PR #29010, opened 2022-05-27
[Network] Address API review comments

fengzhou-msft:

### DIFF
--- a/sdk/network/Azure.ResourceManager.Network/api/Azure.ResourceManager.Network.netstandard2.0.cs
+++ b/sdk/network/Azure.ResourceManager.Network/api/Azure.ResourceManager.Network.netstandard2.0.cs
@@ -25,7 +25,7 @@ namespace Azure.ResourceManager.Network
         public System.Collections.Generic.IList<Azure.ResourceManager.Network.Models.ApplicationGatewayCustomError> CustomErrorConfigurations { get { throw null; } }
         public bool? EnableFips { get { throw null; } set { } }
         public bool? EnableHttp2 { get { throw null; } set { } }
-        public string Etag { get { throw null; } }
+        public Azure.ETag? Etag { get { throw null; } }
         public Azure.Core.ResourceIdentifier FirewallPolicyId { get { throw null; } set { } }
         public bool? ForceFirewallPolicyAssociation { get { throw null; } set { } }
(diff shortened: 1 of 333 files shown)


sdk/network/Azure.ResourceManager.Network/api/Azure.ResourceManager.Network.netstandard2.0.cs
```diff
@@ -868,14 +868,13 @@ public partial class ExpressRouteConnectionCollection : Azure.ResourceManager.Ar
         System.Collections.Generic.IEnumerator<Azure.ResourceManager.Network.ExpressRouteConnectionResource> System.Collections.Generic.IEnumerable<Azure.ResourceManager.Network.ExpressRouteConnectionResource>.GetEnumerator() { throw null; }
         System.Collections.IEnumerator System.Collections.IEnumerable.GetEnumerator() { throw null; }
     }
-    public partial class ExpressRouteConnectionData : Azure.ResourceManager.Network.Models.NetworkSubResource
+    public partial class ExpressRouteConnectionData : Azure.ResourceManager.Network.Models.NetworkResourceData
     {
-        public ExpressRouteConnectionData(string name) { }
```
Yao725, line 873: I'm wondering if this change has any side affect. Removing `name` from the ctor might make user miss the property in setting, but it's required in swagger definition. Can this API call succeed without `name` property?

fengzhou-msft: Good catch. The model is used in input body parameter and name was required before I transform the [swagger](https://github.com/Azure/azure-rest-api-specs/blob/ef8024500a08004364d3e0ff30091fc8b3786629/specification/network/resource-manager/Microsoft.Network/stable/2021-02-01/virtualWan.json#L4346-L4361). But there is already a connectionName path parameter. I will double check if name is really required.

fengzhou-msft: Found some live traffic and shows that `name` is actually not required in input: https://portal.azure-devex-tools.com/issues/completeness/detail?errorId=C785D1E5-C9FC-475C-9444-1551C32248DB

Yao725 (approved):

Issue #21884, opened 2021-06-15
[FEATURE REQ] Azure Functions Service Bus output - support setting message metadata


anthonychu:
**Library or service name.**
Microsoft.Azure.WebJobs.Extensions.ServiceBus
 
**Is your feature request related to a problem? Please describe.**

For out of process languages, including the .NET isolated worker, it's not possible to set metadata on output messages such as correlation ID. Provide a way to optionally set [these properties](https://docs.microsoft.com/en-us/dotnet/api/microsoft.azure.servicebus.message?view=azure-dotnet#properties) on output messages.

https://github.com/Azure/azure-functions-dotnet-worker/issues/474

Dave-Kiwi:
Should the library you quote be Microsoft.Azure.Functions.Worker.Extensions.ServiceBus in the case of the .Net Isolated Worker?

JoshLove-msft:
> Should the library you quote be Microsoft.Azure.Functions.Worker.Extensions.ServiceBus in the case of the .Net Isolated Worker?

I think so. This is being tracked in https://github.com/Azure/azure-functions-dotnet-worker/issues/496

anthonychu:
> Should the library you quote be Microsoft.Azure.Functions.Worker.Extensions.ServiceBus in the case of the .Net Isolated Worker?

No. This request is for the WebJobs extension to support metadata properties on output messages; this is language worker agnostic. Once this ability is there, each language can add support in a way that makes sense for their language.

JoshLove-msft:
So this is asking for a way to set these properties outside of the strong model type (similar to how you can bind to string versions of the properties for the trigger)?

anthonychu:
I think so. This a problem across several bindings and they should probably be addressed in a consistent manner. See also: 
* Queues: #21887
* Event Hubs: https://github.com/Azure/azure-functions-python-worker/issues/654

For example, one possible solution would be to add a prop that indicates that the worker is returning a message envelope instead of just the data itself.

```json
{
  "name": "$return",
  "type": "serviceBus",
  "queueName": "testqueue",
  "connection": "MyServiceBusConnection",
  "includeMetadata": true,
  "direction": "out"
}
```

JavaScript: 

```javascript
return {
  body: "my message",
  correlationId: "foo",
  userProperties: { /* ... */ }
}
```

 /cc @fabiocav @ankitkumarr @brettsam

fabiocav:
[...]

PR #29022, opened 2022-05-28
Support outputting the entire message envelope for out of proc functions

JoshLove-msft:
Contributes to https://github.com/Azure/azure-sdk-for-net/issues/21884

The attribute will need to be implemented in the out of process worker to light things up end-to-end.

### DIFF
--- a/sdk/servicebus/Microsoft.Azure.WebJobs.Extensions.ServiceBus/src/ServiceBusAttribute.cs
+++ b/sdk/servicebus/Microsoft.Azure.WebJobs.Extensions.ServiceBus/src/ServiceBusAttribute.cs
@@ -6,6 +6,8 @@ using System.Collections.Generic;
 using System.Diagnostics;
 using Microsoft.Azure.WebJobs.Description;
 using Microsoft.Azure.WebJobs.ServiceBus;
+using Newtonsoft.Json;
+using Newtonsoft.Json.Serialization;
 
 namespace Microsoft.Azure.WebJobs
 {
@@ -41,6 +43,14 @@ namespace Microsoft.Azure.WebJobs
             EntityType = entityType;
         }
 
+        // for testing of the internal IncludeMetadata property. Internal properties cannot be set on attributes outside of the constructor.
+        internal ServiceBusAttribute(string queueOrTopicName, bool includeMetadata, ServiceBusEntityType entityType = ServiceBusEntityType.Queue)
+        {
+            QueueOrTopicName = queueOrTopicName;
+            EntityType = entityType;
+            IncludeMetadata = includeMetadata;
+        }
+
         /// <summary>
         /// Gets the name of the queue or topic to bind to.
         /// </summary>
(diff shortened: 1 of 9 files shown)


sdk/servicebus/Microsoft.Azure.WebJobs.Extensions.ServiceBus/src/ServiceBusAttribute.cs
```diff
@@ -55,5 +65,13 @@ public ServiceBusAttribute(string queueOrTopicName, ServiceBusEntityType entityT
...
         /// </summary>
         public ServiceBusEntityType EntityType { get; set; }
+
+        /// <summary>
+        /// This property indicates whether the string being sent from out of process functions
+        /// includes the message metadata. By default this is false, meaning the string represents
+        /// only the message body.
+        /// </summary>
+        [JsonProperty]
+        internal bool IncludeMetadata { get; set; }
```
JoshLove-msft, line 75: I _think_ this should work even though it is internal. My understanding is that the attributes for out of process .NET and for other languages get serialized using NewtonSoft, sent to the host process, and then deserialized into this model also using NewtonSoft.

/cc @fabiocav @mattchenderson

sdk/servicebus/Microsoft.Azure.WebJobs.Extensions.ServiceBus/src/ServiceBusMessageConverter.cs
```diff
@@ -0,0 +1,120 @@
...
+
+using System;
+using System.Globalization;
+using System.Text.Json;
+using System.Text.Json.Serialization;
+using Azure.Messaging.ServiceBus;
+
+namespace Microsoft.Azure.WebJobs.ServiceBus
+{
+    internal class ServiceBusMessageConverter : JsonConverter<ServiceBusMessage>
```
jsquire, line 12: It may be helpful to have some unit tests for different scenarios rather than relying on the end-to-end tests.  That may help to improve the dev loop and better isolate a specific regression since the E2E test has so much going on and needs to be run Live.

jsquire (approved):
The serializer and Service Bus bits look good to me, though there seems to be a minor type issue for some platforms.  I didn't see anything that jumped out at me in the bindings portion, but I don't feel like I've got enough context for how that works to be confident saying that it's good to go.     You'll probably want to make sure that one of the Functions folks is able to give it a look.

sdk/servicebus/Microsoft.Azure.WebJobs.Extensions.ServiceBus/src/ServiceBusAttribute.cs
JoshLove-msft: I dug into this, and the property does need to be public as it is consumed here - https://github.com/Azure/azure-webjobs-sdk/blob/dev/src/Microsoft.Azure.WebJobs.Host/Bindings/AttributeConverter.cs#L72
■ ■ ■
■ Task objective ■
Please print the records above exactly from their first line. End with the line containing "(diff shortened: 1 of 333 files shown)", and include it.

■ Your response ■
PR #29010, opened 2022-05-27
[Network] Address API review comments

fengzhou-msft:

### DIFF
--- a/sdk/network/Azure.ResourceManager.Network/api/Azure.ResourceManager.Network.netstandard2.0.cs
+++ b/sdk/network/Azure.ResourceManager.Network/api/Azure.ResourceManager.Network.netstandard2.0.cs
@@ -25,7 +25,7 @@ namespace Azure.ResourceManager.Network
         public System.Collections.Generic.IList<Azure.ResourceManager.Network.Models.ApplicationGatewayCustomError> CustomErrorConfigurations { get { throw null; } }
         public bool? EnableFips { get { throw null; } set { } }
         public bool? EnableHttp2 { get { throw null; } set { } }
-        public string Etag { get { throw null; } }
+        public Azure.ETag? Etag { get { throw null; } }
         public Azure.Core.ResourceIdentifier FirewallPolicyId { get { throw null; } set { } }
         public bool? ForceFirewallPolicyAssociation { get { throw null; } set { } }
(diff shortened: 1 of 333 files shown)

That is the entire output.